▶ Work required
Give again, word for word, every line below from the one that has "- New e2e tests" through the one that has "## Reviewer Focus Areas", both included, and no others.
───── Records for this task ─────
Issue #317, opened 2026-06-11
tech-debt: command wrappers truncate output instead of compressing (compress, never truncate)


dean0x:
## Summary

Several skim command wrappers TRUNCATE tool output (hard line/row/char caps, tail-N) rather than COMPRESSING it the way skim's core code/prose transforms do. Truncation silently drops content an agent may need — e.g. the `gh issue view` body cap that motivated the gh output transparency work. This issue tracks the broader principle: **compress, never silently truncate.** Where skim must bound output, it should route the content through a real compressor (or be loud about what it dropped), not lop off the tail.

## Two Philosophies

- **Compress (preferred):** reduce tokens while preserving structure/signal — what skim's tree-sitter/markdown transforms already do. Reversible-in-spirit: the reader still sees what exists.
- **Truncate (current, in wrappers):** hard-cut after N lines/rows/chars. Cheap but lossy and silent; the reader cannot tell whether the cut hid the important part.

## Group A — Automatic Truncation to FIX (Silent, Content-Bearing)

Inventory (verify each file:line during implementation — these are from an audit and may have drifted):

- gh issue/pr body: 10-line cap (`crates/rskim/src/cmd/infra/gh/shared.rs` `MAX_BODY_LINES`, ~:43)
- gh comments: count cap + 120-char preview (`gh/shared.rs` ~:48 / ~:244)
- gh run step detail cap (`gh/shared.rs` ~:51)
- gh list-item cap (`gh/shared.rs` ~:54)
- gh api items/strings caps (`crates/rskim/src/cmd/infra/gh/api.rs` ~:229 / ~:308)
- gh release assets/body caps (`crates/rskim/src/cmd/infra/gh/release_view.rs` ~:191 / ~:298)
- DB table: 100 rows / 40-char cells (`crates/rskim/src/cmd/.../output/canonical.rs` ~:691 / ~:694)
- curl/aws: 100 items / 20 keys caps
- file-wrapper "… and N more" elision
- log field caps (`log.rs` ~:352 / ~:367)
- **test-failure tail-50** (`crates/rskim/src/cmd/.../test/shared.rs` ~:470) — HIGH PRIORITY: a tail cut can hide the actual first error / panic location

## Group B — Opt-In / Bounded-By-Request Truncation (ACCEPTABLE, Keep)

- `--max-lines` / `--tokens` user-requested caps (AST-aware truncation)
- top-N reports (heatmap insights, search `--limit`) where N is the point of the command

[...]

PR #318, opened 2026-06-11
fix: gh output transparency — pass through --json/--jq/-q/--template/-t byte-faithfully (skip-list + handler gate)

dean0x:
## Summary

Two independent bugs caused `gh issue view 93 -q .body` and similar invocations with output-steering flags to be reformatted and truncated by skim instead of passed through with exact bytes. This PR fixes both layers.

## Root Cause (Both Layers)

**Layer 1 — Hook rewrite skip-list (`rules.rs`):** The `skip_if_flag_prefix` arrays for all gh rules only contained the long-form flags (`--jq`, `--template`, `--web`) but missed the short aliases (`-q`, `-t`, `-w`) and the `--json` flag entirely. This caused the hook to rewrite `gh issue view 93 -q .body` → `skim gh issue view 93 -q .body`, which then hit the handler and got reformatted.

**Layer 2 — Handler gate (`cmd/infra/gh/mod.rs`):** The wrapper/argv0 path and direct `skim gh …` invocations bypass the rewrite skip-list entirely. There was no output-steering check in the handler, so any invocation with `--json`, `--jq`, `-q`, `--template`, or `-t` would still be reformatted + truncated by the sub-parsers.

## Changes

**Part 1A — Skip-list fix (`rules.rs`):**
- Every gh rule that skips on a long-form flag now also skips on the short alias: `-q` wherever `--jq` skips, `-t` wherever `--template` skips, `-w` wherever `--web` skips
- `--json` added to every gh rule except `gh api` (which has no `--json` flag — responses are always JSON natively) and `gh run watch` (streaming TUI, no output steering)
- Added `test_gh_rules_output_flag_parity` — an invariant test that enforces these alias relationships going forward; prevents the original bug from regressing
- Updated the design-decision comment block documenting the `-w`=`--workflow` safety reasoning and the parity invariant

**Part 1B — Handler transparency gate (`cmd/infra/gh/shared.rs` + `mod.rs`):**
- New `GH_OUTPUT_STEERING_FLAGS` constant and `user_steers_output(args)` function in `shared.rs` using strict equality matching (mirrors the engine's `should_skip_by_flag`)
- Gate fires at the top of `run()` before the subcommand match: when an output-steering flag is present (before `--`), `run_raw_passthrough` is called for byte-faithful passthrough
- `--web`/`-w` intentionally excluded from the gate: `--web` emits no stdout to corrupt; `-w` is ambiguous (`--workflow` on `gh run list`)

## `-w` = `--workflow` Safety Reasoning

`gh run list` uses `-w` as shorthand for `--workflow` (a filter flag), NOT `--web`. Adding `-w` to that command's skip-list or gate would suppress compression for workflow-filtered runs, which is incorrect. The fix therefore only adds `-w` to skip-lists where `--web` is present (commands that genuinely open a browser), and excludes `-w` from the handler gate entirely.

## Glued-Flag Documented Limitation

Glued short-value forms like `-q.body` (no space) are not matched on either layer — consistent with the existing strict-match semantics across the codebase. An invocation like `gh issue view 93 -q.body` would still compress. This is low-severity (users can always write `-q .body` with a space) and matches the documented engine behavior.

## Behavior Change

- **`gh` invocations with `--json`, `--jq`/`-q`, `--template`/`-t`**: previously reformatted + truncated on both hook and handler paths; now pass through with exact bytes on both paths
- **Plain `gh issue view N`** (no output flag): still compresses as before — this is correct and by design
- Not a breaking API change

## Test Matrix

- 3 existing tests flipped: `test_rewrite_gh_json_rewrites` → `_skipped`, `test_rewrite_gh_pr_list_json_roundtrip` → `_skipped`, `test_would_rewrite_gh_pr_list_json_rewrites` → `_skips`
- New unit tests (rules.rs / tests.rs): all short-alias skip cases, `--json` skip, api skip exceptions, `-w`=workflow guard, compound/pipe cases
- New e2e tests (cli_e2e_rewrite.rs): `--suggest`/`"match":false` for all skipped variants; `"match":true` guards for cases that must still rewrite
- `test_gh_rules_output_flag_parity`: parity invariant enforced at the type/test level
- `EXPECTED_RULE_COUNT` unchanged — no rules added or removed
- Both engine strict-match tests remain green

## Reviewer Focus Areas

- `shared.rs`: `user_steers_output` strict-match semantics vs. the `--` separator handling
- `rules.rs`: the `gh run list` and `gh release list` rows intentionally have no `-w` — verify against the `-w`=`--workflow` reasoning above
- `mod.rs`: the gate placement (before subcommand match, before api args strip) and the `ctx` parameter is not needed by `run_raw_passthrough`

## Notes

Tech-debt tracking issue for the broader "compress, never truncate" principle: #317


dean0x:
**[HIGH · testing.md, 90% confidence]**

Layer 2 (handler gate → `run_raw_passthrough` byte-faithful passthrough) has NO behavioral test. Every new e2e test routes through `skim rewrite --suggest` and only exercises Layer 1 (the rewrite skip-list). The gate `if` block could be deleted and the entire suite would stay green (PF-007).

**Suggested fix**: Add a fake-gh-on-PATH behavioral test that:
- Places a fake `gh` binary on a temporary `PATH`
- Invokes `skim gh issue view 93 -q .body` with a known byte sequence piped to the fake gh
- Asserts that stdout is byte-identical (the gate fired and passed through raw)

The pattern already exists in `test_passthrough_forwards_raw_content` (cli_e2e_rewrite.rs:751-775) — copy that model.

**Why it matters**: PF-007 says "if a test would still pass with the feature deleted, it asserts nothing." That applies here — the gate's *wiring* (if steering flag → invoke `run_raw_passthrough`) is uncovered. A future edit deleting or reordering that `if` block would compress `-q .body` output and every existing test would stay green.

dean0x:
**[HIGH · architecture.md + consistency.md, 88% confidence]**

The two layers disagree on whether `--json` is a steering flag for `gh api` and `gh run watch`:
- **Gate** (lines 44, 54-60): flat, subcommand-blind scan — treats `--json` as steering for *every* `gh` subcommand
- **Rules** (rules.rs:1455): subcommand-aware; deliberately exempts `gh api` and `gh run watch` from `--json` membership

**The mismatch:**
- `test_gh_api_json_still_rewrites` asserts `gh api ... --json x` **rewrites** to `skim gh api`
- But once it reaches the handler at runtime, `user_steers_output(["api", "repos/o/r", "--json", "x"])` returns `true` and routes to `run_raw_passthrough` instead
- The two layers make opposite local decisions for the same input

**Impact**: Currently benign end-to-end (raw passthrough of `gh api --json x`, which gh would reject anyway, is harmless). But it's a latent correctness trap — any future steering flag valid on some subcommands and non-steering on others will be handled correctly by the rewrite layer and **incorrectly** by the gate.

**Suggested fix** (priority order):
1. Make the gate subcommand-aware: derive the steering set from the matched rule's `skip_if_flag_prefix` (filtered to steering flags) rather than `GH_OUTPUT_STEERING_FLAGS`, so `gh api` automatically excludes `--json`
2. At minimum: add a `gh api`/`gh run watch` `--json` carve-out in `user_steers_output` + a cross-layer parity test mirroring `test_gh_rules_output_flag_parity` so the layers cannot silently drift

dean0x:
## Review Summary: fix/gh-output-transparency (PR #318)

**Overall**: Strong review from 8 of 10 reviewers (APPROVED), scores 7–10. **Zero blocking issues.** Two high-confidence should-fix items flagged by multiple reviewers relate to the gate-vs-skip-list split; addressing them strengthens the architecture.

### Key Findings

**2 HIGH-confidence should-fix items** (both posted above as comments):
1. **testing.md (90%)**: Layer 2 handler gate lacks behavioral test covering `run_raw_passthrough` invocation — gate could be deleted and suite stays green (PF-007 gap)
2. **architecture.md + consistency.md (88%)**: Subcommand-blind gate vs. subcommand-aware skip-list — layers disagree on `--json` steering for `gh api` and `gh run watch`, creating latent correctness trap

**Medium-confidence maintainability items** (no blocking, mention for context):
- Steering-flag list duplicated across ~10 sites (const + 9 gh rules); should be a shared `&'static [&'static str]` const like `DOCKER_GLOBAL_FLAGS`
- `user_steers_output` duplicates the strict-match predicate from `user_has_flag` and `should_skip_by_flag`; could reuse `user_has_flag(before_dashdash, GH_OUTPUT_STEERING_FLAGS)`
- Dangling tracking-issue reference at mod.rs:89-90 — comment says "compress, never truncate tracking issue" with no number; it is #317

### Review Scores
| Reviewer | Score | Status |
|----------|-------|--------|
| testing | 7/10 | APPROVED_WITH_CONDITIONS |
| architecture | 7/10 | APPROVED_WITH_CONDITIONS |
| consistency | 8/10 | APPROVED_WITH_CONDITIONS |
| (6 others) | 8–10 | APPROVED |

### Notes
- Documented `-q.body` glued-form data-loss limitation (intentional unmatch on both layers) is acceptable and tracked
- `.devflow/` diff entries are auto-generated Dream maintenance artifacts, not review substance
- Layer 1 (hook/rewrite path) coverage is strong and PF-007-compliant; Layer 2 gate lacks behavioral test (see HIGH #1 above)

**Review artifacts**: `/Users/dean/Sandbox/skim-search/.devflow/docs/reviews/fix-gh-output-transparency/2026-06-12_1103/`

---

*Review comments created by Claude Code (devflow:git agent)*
─────
▶ Solution below
- New e2e tests (cli_e2e_rewrite.rs): `--suggest`/`"match":false` for all skipped variants; `"match":true` guards for cases that must still rewrite
- `test_gh_rules_output_flag_parity`: parity invariant enforced at the type/test level
- `EXPECTED_RULE_COUNT` unchanged — no rules added or removed
- Both engine strict-match tests remain green

## Reviewer Focus Areas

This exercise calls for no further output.